--- START ---

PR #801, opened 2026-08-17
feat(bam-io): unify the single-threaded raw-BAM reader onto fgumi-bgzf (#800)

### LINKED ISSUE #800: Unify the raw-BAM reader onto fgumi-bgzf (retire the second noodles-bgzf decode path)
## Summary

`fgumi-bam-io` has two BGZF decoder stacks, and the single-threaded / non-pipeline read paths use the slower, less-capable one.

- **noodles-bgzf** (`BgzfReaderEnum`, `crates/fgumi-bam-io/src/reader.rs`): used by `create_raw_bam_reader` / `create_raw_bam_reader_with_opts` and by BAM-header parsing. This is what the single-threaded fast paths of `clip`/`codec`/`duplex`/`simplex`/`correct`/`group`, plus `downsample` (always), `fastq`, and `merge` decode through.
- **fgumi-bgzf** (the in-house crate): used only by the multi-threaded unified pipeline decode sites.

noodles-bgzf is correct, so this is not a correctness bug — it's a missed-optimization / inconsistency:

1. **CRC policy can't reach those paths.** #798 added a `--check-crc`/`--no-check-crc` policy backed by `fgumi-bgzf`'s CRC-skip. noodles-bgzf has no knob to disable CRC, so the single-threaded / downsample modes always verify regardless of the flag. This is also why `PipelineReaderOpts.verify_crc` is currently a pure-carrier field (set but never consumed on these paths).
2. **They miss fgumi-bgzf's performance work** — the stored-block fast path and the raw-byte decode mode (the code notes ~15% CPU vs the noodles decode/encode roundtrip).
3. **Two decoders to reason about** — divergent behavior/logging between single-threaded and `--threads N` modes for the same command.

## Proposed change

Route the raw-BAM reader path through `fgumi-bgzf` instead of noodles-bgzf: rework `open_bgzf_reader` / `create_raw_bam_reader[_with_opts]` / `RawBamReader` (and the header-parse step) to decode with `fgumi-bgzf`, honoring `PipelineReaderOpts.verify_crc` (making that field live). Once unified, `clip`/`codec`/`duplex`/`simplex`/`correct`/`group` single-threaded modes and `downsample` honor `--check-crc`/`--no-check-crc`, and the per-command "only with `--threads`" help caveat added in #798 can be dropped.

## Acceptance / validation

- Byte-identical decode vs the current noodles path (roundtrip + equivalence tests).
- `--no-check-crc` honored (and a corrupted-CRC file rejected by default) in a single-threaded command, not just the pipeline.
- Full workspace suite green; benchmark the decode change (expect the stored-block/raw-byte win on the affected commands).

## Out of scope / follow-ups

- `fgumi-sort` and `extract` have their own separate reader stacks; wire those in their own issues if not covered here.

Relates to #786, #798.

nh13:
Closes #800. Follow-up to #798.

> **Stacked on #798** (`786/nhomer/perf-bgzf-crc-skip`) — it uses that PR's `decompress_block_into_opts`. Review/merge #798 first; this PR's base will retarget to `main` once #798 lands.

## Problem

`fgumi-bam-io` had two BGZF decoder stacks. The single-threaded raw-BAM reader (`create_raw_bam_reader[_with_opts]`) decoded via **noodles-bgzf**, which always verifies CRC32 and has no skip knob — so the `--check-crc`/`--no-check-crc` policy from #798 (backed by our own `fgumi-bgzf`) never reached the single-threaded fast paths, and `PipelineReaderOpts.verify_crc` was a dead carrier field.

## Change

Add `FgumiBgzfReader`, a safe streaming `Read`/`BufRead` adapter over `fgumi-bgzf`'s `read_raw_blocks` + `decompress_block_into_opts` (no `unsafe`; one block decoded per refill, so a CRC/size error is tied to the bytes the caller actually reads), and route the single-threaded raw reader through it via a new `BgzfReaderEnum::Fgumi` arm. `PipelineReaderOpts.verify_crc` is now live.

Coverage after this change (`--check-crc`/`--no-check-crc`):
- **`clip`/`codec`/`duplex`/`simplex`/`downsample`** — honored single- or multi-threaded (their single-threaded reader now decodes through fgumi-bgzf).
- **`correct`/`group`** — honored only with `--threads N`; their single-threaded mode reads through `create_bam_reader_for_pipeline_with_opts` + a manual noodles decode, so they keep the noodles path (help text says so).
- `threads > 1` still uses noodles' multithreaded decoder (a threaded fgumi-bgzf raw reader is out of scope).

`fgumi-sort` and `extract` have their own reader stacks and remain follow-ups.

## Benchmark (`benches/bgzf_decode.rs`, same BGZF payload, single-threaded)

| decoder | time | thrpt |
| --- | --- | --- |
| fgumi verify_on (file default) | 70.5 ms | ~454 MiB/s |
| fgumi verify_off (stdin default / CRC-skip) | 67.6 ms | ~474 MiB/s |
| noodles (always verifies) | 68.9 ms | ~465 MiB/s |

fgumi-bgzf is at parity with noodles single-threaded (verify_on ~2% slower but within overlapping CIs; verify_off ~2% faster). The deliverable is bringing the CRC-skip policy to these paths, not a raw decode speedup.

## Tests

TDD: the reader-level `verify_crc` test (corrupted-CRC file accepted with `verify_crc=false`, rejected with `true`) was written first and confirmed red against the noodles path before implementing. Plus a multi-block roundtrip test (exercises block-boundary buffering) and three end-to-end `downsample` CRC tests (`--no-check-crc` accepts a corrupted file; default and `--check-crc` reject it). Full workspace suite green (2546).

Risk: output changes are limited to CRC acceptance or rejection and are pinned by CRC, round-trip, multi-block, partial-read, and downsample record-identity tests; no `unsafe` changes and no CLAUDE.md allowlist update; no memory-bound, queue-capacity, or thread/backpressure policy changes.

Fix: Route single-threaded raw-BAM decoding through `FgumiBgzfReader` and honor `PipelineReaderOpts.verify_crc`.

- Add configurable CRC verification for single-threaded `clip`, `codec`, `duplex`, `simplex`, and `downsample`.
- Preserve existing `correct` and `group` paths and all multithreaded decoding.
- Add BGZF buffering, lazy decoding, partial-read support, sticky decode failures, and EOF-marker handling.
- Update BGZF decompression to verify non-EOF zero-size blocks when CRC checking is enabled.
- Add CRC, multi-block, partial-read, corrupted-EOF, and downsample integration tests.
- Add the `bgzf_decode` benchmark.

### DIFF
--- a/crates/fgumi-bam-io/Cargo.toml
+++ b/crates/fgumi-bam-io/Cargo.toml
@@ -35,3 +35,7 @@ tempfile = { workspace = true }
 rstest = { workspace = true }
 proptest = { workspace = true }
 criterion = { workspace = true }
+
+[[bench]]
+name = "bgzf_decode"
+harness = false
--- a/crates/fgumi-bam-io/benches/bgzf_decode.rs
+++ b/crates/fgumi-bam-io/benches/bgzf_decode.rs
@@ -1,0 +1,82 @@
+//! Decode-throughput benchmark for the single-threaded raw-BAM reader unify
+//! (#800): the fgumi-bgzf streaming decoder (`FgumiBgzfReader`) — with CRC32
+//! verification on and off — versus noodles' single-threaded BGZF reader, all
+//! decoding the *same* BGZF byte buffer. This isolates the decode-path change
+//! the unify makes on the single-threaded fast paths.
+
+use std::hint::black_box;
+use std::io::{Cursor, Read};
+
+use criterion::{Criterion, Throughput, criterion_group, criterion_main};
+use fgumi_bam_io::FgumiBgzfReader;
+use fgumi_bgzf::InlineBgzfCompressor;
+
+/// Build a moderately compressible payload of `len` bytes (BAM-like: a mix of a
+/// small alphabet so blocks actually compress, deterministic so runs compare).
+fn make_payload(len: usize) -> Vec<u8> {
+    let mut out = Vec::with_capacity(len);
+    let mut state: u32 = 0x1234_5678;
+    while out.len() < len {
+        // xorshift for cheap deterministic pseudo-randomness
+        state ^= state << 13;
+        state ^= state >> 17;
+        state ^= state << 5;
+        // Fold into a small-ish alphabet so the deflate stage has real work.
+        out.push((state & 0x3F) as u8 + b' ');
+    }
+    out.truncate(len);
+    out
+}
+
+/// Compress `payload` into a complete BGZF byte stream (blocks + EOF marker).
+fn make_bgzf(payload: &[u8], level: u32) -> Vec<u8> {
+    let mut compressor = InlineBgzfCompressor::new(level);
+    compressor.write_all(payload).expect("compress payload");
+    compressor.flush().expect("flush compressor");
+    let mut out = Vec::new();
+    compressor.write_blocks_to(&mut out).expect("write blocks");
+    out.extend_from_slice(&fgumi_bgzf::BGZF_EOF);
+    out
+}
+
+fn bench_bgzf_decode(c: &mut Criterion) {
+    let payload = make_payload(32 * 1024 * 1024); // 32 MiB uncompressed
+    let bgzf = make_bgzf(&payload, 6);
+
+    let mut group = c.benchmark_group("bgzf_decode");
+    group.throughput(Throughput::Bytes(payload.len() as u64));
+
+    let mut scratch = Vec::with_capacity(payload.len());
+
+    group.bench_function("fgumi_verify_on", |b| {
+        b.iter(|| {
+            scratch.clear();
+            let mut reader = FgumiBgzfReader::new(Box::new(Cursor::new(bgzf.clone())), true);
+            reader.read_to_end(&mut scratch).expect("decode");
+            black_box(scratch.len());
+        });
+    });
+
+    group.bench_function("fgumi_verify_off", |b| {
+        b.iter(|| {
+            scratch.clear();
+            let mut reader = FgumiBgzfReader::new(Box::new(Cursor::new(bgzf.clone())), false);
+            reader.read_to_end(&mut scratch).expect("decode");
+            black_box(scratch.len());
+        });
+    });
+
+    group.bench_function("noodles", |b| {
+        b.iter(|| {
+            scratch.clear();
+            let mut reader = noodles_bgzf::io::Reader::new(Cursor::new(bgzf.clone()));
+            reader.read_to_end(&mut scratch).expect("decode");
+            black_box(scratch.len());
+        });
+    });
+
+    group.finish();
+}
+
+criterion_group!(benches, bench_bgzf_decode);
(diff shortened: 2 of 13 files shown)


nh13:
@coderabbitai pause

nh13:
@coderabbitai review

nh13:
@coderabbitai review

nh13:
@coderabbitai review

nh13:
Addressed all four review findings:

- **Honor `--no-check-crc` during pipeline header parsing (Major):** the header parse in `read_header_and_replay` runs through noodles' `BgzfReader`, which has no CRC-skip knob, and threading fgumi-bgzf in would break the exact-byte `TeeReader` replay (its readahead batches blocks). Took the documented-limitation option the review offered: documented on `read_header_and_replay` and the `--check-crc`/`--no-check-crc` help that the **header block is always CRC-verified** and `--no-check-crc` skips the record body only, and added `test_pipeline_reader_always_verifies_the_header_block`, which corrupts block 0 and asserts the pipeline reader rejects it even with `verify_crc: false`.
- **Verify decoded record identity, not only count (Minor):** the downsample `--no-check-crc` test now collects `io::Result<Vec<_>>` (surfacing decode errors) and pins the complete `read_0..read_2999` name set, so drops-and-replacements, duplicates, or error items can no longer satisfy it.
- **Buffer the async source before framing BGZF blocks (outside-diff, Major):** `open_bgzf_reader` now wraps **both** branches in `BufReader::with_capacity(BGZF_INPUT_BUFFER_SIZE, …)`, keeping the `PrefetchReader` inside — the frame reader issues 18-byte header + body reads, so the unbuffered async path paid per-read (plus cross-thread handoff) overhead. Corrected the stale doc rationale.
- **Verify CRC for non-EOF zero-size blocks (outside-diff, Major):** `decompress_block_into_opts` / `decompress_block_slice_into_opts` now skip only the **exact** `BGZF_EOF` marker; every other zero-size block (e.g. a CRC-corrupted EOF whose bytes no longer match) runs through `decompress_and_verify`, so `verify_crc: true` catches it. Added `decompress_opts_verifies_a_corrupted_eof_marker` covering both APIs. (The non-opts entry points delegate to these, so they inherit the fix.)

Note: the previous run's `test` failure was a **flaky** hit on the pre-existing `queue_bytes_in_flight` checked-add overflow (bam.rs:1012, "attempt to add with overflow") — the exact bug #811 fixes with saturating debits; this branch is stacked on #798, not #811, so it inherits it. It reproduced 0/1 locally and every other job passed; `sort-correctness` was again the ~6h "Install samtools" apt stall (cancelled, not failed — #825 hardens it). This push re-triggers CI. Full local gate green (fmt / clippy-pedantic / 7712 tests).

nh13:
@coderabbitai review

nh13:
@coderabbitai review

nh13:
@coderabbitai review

--- END ---
--- START ---

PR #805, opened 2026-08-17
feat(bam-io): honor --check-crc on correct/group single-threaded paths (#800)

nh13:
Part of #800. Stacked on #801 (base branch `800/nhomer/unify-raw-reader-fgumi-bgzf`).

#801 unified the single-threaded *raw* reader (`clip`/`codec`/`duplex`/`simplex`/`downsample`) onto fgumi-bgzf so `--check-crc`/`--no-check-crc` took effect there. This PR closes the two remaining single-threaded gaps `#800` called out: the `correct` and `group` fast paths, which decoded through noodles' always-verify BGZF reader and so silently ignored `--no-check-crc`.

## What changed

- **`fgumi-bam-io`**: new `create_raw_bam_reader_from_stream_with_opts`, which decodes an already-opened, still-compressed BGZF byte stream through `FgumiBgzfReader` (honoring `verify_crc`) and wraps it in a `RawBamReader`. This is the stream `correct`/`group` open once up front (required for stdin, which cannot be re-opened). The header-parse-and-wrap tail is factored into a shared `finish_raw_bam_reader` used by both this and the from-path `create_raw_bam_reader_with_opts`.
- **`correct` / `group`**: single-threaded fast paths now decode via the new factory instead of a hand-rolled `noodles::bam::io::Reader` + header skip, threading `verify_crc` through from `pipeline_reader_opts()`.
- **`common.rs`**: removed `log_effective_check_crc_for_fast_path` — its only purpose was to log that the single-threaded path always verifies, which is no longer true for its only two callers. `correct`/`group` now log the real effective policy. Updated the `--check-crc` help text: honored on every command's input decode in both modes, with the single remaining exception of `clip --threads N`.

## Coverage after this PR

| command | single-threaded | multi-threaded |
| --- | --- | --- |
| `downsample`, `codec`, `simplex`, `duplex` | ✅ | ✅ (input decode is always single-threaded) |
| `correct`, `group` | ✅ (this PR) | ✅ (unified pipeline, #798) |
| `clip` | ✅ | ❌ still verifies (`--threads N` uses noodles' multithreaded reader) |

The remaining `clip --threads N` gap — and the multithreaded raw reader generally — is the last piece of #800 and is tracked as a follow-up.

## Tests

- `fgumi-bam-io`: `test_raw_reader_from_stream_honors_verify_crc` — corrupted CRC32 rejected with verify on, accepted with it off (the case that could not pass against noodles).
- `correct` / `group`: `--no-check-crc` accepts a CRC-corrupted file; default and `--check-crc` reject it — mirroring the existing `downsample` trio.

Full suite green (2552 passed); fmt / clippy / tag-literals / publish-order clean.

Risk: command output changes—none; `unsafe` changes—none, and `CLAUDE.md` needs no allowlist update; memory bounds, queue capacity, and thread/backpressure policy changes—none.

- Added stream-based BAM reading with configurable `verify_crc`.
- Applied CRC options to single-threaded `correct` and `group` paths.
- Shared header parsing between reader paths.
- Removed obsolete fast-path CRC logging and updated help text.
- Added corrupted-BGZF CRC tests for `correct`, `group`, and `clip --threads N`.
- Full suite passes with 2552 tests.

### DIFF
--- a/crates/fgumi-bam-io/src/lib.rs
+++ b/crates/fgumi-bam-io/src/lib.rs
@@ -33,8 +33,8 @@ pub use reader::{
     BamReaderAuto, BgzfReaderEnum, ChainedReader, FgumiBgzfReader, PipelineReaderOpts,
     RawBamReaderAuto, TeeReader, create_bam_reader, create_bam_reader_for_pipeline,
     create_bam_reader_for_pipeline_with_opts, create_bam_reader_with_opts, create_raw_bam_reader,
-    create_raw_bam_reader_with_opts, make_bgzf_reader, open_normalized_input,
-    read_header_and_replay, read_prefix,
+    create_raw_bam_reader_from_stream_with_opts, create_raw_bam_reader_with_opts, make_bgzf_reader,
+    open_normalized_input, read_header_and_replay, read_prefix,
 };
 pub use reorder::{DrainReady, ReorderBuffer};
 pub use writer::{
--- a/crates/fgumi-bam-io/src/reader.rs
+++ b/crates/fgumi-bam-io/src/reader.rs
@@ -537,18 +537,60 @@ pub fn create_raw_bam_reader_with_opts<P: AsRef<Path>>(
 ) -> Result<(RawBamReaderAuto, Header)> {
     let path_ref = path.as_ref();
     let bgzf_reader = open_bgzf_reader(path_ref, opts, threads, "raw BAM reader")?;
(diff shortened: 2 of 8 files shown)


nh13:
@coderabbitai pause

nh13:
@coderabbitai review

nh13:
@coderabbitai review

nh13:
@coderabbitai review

--- END ---
--- START ---

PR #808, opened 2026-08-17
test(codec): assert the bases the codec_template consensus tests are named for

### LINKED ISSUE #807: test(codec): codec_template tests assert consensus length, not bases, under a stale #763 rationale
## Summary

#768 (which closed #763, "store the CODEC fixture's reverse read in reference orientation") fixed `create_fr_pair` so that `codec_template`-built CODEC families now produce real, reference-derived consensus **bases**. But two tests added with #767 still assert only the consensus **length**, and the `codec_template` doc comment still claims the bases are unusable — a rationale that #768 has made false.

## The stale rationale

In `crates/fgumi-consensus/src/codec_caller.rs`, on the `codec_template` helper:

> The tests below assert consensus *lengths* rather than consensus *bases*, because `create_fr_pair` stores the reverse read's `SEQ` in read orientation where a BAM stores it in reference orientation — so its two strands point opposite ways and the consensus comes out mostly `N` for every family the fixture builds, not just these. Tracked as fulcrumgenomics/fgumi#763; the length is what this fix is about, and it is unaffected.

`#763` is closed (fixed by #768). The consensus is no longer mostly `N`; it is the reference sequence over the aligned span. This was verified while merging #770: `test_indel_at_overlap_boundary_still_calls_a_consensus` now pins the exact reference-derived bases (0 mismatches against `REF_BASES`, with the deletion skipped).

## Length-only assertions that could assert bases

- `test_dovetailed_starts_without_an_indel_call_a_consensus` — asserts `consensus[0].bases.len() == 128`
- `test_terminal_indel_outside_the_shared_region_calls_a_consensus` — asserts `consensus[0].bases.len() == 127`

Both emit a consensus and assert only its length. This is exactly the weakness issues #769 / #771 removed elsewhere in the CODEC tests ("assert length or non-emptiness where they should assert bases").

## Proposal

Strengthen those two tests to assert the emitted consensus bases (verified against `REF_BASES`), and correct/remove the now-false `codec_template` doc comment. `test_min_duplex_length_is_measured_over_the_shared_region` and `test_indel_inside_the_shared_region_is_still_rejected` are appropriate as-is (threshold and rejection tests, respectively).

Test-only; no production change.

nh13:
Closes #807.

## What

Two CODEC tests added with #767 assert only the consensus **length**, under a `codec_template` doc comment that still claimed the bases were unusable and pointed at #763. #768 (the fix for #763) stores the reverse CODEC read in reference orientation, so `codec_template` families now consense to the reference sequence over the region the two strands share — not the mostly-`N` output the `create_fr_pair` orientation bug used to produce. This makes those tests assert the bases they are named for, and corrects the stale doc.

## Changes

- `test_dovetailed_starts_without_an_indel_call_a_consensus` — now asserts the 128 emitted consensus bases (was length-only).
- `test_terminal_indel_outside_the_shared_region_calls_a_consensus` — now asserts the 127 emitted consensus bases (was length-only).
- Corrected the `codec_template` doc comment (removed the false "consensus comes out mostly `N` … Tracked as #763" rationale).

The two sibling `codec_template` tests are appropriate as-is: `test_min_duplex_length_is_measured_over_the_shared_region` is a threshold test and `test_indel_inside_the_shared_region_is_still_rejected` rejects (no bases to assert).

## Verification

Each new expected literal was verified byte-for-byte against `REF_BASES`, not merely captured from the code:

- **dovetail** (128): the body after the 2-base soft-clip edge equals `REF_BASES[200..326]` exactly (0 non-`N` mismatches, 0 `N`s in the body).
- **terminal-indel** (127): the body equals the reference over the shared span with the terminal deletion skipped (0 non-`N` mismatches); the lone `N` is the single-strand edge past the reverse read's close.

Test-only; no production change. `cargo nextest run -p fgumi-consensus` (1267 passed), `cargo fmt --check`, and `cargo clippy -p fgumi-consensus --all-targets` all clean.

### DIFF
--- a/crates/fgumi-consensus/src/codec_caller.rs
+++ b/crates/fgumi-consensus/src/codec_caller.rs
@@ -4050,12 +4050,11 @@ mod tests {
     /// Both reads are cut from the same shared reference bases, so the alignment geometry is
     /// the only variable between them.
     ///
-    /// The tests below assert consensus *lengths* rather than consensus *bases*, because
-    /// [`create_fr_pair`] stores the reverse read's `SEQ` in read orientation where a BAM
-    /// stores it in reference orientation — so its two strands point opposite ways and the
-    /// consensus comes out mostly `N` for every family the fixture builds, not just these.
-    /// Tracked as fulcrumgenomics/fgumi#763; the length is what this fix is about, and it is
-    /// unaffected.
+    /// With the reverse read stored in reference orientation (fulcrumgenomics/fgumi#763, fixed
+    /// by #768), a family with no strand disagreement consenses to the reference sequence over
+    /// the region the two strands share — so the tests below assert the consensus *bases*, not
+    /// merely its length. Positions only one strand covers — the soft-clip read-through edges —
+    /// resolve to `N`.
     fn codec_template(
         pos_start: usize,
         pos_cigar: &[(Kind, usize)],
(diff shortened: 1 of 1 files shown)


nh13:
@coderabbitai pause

--- END ---

BRIEF = For the entries above, please state how many lines contain the string "existing"; give the number and nothing else.

TASK SOLUTION = 3